** THE DATA follows **

PR #775, opened 2021-12-13
Logging updates

wild-endeavor:
# TL;DR
Cleaning up logging a bit.  Existing behavior should remain unchanged.

Continue to use the `FLYTE_SDK_LOGGING_LEVEL` var to control logging across flytekit.  This level will be used to set the log handler level, so it affects all loggers.

By default it's set to warning and higher.

## Type
 - [x] Bug Fix
 - [ ] Feature
 - [ ] Plugin

## Are all requirements met?

 - [x] Code completed
 - [x] Smoke tested
 - [ ] Unit tests added

## Complete description
Also added some new environment variables that introduce additional granularity, but this api should be considered to be beta, and is subject to change.

The hello world example now produces these logs:
```
{"asctime": "2021-12-13 19:40:20,113", "name": "flytekit.entrypoint", "levelname": "INFO", "message": "Welcome to Flyte! Version: 0.0.0+develop"}
{"asctime": "2021-12-13 19:40:20,113", "name": "flytekit.entrypoint", "levelname": "DEBUG", "message": "Running task execution with resolver flytekit.core.python_auto_container.default_task_resolver..."}
{"asctime": "2021-12-13 19:40:20,114", "name": "flytekit.entrypoint", "levelname": "INFO", "message": "Using user directory /tmp/flyte/20211213_194019/sandbox/local_flytekit/69004e6eb271ffd5ca43bc6128899eda"}
{"asctime": "2021-12-13 19:40:20,121", "name": "flytekit.entrypoint", "levelname": "DEBUG", "message": "Starting _dispatch_execute for core.flyte_basics.hello_world.say_hello"}
{"asctime": "2021-12-13 19:40:20,349", "name": "flytekit.entrypoint", "levelname": "INFO", "message": "Engine folder written successfully to the output prefix s3://my-s3-bucket/metadata/propeller/flytesnacks-development-rx2abgp0eg/n0/data/0"}
{"asctime": "2021-12-13 19:40:20,349", "name": "flytekit.entrypoint", "levelname": "DEBUG", "message": "Finished _dispatch_execute"}
```
This is with the following set:
```
ENV FLYTE_SDK_LOGGING_LEVEL 10
ENV FLYTE_SDK_LOGGING_LEVEL_ROOT 30
ENV FLYTE_SDK_LOGGING_LEVEL_ENTRYPOINT 10
```

but again, users should not rely on the latter two remaining as is forever.  Configuration of granularity, assuming it continues to be exposed (which is not certain) may change.


flytekit/bin/entrypoint.py
```diff
@@ -219,7 +218,7 @@ def setup_execution(
                 "api_version": _api_version,
             },
         ),
-        logging=_logging,
+        logging=logger,
```
eapolinario, line 221: just a curiosity: it looks like this is not used?

flytekit/bin/entrypoint.py
```diff
@@ -458,7 +456,7 @@ def execute_task_cmd(
         _click.echo("No resolver found, assuming legacy API task...")
         _legacy_execute_task(task_module, task_name, inputs, output_prefix, raw_output_data_prefix, test)
     else:
-        _click.echo(f"Attempting to run with {resolver}...")
+        logger.debug(f"Running task execution with resolver {resolver}...")
```
eapolinario, line 459: why not replace all uses of `_click.echo` in this file?

flytekit/loggers.py
```diff
@@ -1,29 +1,60 @@
...
+# The ux/api may change in the future.
+# At time of writing, the code was written to preserve existing default behavior
+# For now, assume this is the environment variable whose usage will remain unchanged and controls output for all
+# loggers defined in this file.
+LOGGING_ENV_VAR = "FLYTE_SDK_LOGGING_LEVEL"
+
+# By default, the root flytekit logger to debug so everything is logged, but enable fine-tuning
+logger = logging.getLogger("flytekit")
+# Root logger control
+flytekit_root_env_var = f"{LOGGING_ENV_VAR}_ROOT"
```
eapolinario, line 17: why introduce this env var? What's the use case for having `FLYTE_SDK_LOGGING_LEVEL` different than `FLYTE_SDK_LOGGING_LEVEL_ROOT`?

wild-endeavor: yeah the former controls the handler (which serves all loggers), the latter controls the root flytekit logger itself.

flytekit/bin/entrypoint.py
wild-endeavor: actually i'm going to revert this.  this is the logging handler passed to the user.

flytekit/bin/entrypoint.py
wild-endeavor: not sure, it's still a click cli at the end of the day.  should we?

wild-endeavor: changed a couple more.

flytekit/bin/entrypoint.py
```diff
@@ -219,7 +219,7 @@ def setup_execution(
                 "api_version": _api_version,
             },
         ),
-        logging=_logging,
+        logging=python_logging,
```
wild-endeavor, line 222: this is the handler passed to the user - will preserve the old behavior so that users don't see changes.

eapolinario (approved):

** End of THE DATA **

▸ **WHAT TO PRODUCE**
This exercise requires the lines of the entries containing the string "passed".

▸ **WRITTEN ANSWER**
wild-endeavor: actually i'm going to revert this.  this is the logging handler passed to the user.
wild-endeavor, line 222: this is the handler passed to the user - will preserve the old behavior so that users don't see changes.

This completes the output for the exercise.